His voice was strangely calm. He asked me if I was alright, and I assured him that I was, that my friends had been nothing but gentlemanly and had just gotten a little out of hand with him on the phone. I asked him how he had gotten my number, and he said that my father had relented and given him the number upon finding out that I was sharing a motel room with 5 college guys. It took my pickled brain a moment or two to make the connection, but when the realization hit, I was immediately sober: if he had the number, he knew where I was. The switchboard. He could be here. As if he read my mind, he said, "You tell your little friends that I will be there in 8 hours. Let's see how fucking funny it is when I get there." I was terrified. What had I done? What harm had I brought upon my friends with this bullshit? I came up with the only thing I could think of.
"You can drive down if you want, but I won't be here. I'll take a flight out of here tonight, and I will tell my friends to have the cops here waiting for you . . . You are not going to get anywhere with this temper tantrum," I warned him, praying that he would bow to the bluff. My friends were quiet, taking this all in, and realizing the enormity of what I was facing.

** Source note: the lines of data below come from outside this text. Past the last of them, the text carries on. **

PR #3177, opened 2025-08-12
Replace dragHold and dragInProgress actions/state with longPress

### LINKED ISSUE #3173: Replace dragHold and dragInProgress actions with longPress
The actions can be consolidated into a single pathway by using a [union type](https://www.typescriptlang.org/docs/handbook/2/everyday-types.html#union-types) to vary the shape of the payload depending on the enum value.

```
interface InactivePayload {
  value: LongPressState.Inactive
}

interface DragHoldPayload {
  value: LongPressState.DragHold
  simplePath?: SimplePath
  sourceZone?: DragThoughtZone
}

interface DragInProgressPayload {
  value: LongPressState.DragInProgress
  // Sets state.draggingThoughts. Either hoveringPath or file must be set if value is true.
  draggingThoughts?: SimplePath[]
  hoveringPath?: Path
  hoverZone?: DropThoughtZone
  // Sets state.draggingFile. Either hoveringPath or file must be set if value is true.
  draggingFile?: boolean
  offset?: number
  sourceZone?: DragThoughtZone
}

interface DragCanceledPayload {
  value: LongPressState.DragCanceled
}

type Payload = InactivePayload | DragHoldPayload | DragInProgressPayload | DragCanceledPayload
```

ethan-james:
Fixes #3173

Instead of maintaining separate flags for `dragHold` and `dragInProgress`, we want to centralize and enforce exclusivity by using the `longPress` enum.


src/actions/longPress.ts
```diff
@@ -1,41 +1,164 @@
...
+        haptics.light()
+        break
+      case LongPressState.Inactive:
+        globals.touching = false
+        break
+    }
+
     dispatch({ type: 'longPress', ...payload })
 
+    if (value === LongPressState.DragInProgress) {
```
raineorshine, line 145: The original `dragInProgress` action creator executes the below logic regardless of `value`, i.e. when both enabling and disabling a drag in progress. The new code only executes when enabling. I think this will result in different behavior?

src/hooks/useDragDropFavorites.ts
```diff
@@ -45,8 +44,7 @@ const endDrag = () => {
   longPressStore.unlock()
   globals.longpressing = false
   store.dispatch([
-    dragInProgress({ value: false }),
-    dragHold({ value: false }),
+    longPress({ value: LongPressState.Inactive }),
```
raineorshine, line 45: Great, I like the way this refactor has combined many of the cases where `dragInProgress` and `dragHold` needed to be updated together.

raineorshine (changes requested):
Thanks!

src/hooks/useDragDropFavorites.ts
ethan-james: Me too!

src/actions/longPress.ts
ethan-james: Yes, thanks, good catch. I updated it to also call those when `previousValue === LongPressState.DragInProgress`, i.e. when leaving `DragInProgress` state.

I left `shaker` in its previous condition since `hoveringPath` no longer exists on `Payload` in other states, and was always getting called with an `undefined` ID whenever `dragInProgress({ value: false })` was called. Which I believe means that it wasn't doing anything when called in that way.

Probably a good idea for me to take one last look and test more thoroughly tomorrow morning.

raineorshine: Yeah, it's fine if the shaker is only activated during `DragInProgress`.

ethan-james:
> One failing drag-and-drop test. Otherwise looks good!

I haven't been able to get it to fail locally, or again on CI.

I did find the source of the 'Invalid longPress transition' errors that have been bugging me during local Puppeteer runs. Desktop doesn't wait for `dragHold` before beginning `dragInProgress`, so the desktop long press timeout was executing after a drag had also begun. I cleaned that up, although it wasn't affecting functionality, so if you think there's a performance penalty then I can revert it.

ethan-james:
Well, I spoke too soon, but at least a different drag-and-drop test failed this time.

ethan-james:
That was a bit of a journey, but it turns out that canceling the timeout led to `longPressStore.lock()` not being called. This was buggy behavior and could have caused other problems, but in this case it was preventing

```
  useEffect(() => {
    if (!isLocked) setPressing(false)
  }, [isLocked, setPressing])
```

from erroneously calling `setPressing(false)`. I set up an `onDragEnd` handler to make sure that `stop` gets called on desktop when the drag ends, and now I think everything is working.

raineorshine (approved):
Thank you!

He was sobbing by this point, "Please . . . I can't sleep, I can't eat . . . I can't work . . . you are my whole world, and I am so scared that I have lost you. Please, tell me that you still love me. I want to come get you, please let me." I began to feel waves of sadness wash over the anger. Maybe it was the alcohol, maybe it was the previous 2 weeks of putting on a strong face, but I began to crack. I was worried about him, I was convinced that it was my parent's will that he come get me, I was worried that my father had the wrong idea about this trip, I was scared for my friends, and I was becoming more and more convinced that I had thrown away 4 years for a one week beach fling. Disarming this situation was my first priority; I figured that I would think about the ramifications later. This was my fault, and I was going to do what it took to fix it. Alone. It was a split second decision that would change the course of my life. "When you get to town, call the room. I will meet you outside. DO NOT come to the door of this hotel room. If you do, I will call the police. You WILL NOT speak to my friends, or do anything to hurt them," I lectured.
I packed my things while my friends gathered around me, begging me not to go. The guys repeatedly said, "Let him come! We'll kick his ass!" I was touched that they wanted to help me, but I knew full well that it would be a bloodbath.
One by one, my tipsy friends dropped off into a sound sleep. I sat quietly in the dark, calculating how long before he arrived, contemplating what the next few hours would hold for me, and wondering if there was any way that this could end peacefully.